[Problem to work on] In the data, find each line where the word "useCallback" appears and list that line.
━━━ Entries supplied ━━━
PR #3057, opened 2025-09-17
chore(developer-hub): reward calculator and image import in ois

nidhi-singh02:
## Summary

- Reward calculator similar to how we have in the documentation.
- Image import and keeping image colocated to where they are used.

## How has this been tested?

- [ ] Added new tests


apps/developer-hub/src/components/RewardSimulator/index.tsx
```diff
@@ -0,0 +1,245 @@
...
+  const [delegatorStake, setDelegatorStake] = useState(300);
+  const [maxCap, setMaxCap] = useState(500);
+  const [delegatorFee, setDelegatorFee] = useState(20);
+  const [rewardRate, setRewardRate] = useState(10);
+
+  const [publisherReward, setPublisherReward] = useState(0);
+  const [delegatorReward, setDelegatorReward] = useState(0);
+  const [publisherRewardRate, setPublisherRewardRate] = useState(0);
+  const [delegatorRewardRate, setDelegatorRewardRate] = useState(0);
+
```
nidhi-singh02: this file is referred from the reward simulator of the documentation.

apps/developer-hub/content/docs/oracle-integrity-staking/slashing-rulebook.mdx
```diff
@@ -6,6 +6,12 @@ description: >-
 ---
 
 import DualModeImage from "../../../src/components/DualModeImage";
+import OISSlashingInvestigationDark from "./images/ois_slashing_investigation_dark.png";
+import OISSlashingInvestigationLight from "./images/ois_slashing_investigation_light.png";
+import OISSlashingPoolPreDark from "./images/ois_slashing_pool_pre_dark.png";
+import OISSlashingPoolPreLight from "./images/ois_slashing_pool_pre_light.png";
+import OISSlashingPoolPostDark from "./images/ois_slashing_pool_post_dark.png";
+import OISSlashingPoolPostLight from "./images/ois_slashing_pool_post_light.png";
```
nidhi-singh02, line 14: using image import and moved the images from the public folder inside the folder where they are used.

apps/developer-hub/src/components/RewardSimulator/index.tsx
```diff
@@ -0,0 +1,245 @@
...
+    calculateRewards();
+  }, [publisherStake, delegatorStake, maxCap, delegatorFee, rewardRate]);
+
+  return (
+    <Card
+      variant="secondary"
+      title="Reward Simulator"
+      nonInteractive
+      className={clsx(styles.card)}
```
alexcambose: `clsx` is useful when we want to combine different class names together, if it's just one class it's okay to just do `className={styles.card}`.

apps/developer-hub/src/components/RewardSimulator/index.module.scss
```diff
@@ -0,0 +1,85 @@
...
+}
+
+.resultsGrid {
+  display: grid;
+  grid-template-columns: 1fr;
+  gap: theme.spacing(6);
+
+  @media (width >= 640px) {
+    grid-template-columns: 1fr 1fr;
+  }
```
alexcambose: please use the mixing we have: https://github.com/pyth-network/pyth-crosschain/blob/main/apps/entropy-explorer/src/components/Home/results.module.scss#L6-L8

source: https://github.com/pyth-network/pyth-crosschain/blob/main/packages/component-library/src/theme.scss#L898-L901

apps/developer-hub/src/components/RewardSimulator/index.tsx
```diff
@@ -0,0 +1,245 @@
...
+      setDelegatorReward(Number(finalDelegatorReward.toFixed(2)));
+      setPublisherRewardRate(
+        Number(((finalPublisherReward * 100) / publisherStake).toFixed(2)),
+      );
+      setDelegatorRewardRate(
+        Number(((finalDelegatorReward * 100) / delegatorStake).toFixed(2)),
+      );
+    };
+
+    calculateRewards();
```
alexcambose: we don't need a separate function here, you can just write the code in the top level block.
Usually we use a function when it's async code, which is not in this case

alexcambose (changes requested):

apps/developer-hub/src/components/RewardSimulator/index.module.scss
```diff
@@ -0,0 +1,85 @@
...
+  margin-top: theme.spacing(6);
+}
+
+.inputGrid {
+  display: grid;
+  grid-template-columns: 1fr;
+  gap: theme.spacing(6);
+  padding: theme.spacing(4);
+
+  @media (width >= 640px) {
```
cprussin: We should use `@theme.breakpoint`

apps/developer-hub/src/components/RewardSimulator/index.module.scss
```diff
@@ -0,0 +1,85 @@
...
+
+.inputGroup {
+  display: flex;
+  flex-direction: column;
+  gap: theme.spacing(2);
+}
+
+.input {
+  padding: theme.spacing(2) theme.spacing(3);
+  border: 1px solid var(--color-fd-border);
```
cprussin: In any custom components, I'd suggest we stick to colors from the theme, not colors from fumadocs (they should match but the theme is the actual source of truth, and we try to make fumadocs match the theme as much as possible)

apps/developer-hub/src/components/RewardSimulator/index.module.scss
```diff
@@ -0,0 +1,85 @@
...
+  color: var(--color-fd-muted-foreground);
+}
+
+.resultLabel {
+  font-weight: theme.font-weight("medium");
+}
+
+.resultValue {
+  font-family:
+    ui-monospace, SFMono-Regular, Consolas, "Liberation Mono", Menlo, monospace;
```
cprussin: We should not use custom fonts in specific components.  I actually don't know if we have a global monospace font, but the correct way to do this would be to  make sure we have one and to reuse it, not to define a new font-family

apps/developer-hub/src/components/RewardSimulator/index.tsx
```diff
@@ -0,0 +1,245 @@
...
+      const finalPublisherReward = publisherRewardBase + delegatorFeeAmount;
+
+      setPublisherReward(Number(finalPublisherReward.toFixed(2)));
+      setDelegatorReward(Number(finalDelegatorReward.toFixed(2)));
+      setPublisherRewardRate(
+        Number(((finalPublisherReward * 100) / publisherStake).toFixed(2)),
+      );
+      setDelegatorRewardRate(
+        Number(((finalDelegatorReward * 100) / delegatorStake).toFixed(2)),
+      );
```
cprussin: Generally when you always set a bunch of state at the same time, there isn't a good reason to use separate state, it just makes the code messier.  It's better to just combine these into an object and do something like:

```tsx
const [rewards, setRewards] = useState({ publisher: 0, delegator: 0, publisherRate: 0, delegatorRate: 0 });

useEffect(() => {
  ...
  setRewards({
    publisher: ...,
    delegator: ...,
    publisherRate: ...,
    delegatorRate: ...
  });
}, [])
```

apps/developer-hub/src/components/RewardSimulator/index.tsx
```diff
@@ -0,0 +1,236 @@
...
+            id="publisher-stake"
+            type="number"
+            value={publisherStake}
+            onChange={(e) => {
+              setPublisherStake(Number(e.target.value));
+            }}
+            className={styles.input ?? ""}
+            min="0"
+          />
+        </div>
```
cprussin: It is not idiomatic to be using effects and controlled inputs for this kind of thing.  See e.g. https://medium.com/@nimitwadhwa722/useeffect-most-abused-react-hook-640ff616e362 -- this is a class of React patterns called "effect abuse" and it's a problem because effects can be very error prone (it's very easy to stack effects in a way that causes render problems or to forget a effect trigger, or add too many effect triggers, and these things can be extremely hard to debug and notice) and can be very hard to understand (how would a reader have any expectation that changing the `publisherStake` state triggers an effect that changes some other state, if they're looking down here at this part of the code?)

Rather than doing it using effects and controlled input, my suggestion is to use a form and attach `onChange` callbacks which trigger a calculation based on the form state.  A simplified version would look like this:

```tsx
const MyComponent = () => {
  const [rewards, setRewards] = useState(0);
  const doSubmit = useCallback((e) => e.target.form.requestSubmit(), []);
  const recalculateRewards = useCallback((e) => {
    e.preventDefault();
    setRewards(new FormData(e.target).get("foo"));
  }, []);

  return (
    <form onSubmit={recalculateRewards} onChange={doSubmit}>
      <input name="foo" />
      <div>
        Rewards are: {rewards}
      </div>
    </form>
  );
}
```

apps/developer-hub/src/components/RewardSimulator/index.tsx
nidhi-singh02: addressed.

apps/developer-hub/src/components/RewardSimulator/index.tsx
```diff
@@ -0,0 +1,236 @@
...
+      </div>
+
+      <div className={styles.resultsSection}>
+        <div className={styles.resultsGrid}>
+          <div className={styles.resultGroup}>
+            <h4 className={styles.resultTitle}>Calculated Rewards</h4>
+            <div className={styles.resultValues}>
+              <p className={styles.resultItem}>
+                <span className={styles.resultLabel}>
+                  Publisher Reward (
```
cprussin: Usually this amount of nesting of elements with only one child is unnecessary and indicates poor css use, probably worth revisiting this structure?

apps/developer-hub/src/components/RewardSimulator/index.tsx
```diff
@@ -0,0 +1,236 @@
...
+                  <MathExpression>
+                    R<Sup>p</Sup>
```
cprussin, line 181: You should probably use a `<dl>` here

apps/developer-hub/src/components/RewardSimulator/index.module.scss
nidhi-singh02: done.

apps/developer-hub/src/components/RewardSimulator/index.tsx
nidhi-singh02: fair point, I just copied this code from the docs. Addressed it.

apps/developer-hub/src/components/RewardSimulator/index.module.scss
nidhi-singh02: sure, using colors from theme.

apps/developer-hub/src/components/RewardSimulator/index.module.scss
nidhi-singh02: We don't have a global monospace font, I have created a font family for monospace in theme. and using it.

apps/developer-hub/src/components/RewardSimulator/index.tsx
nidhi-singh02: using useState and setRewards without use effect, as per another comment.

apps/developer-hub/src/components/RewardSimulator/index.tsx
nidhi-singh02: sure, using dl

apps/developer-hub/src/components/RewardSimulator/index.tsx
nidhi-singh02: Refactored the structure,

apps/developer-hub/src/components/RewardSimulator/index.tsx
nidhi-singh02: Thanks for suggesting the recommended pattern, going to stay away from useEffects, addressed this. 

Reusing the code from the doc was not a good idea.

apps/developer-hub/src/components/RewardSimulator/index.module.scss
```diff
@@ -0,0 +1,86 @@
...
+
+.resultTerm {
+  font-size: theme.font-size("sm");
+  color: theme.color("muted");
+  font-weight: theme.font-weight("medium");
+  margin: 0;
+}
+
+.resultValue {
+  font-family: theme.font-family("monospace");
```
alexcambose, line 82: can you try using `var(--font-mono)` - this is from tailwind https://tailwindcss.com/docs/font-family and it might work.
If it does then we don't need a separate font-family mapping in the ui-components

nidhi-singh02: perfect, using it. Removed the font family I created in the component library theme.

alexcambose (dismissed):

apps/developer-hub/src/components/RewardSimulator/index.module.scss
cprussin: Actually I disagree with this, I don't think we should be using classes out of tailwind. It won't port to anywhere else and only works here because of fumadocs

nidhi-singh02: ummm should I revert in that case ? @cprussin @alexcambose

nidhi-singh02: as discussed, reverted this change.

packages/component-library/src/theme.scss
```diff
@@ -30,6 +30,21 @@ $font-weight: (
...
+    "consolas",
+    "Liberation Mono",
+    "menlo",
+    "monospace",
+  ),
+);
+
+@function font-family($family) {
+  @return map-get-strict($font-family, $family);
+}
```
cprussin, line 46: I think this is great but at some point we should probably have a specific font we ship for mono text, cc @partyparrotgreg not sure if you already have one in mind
━━━
[Output for this task]
  const doSubmit = useCallback((e) => e.target.form.requestSubmit(), []);
  const recalculateRewards = useCallback((e) => {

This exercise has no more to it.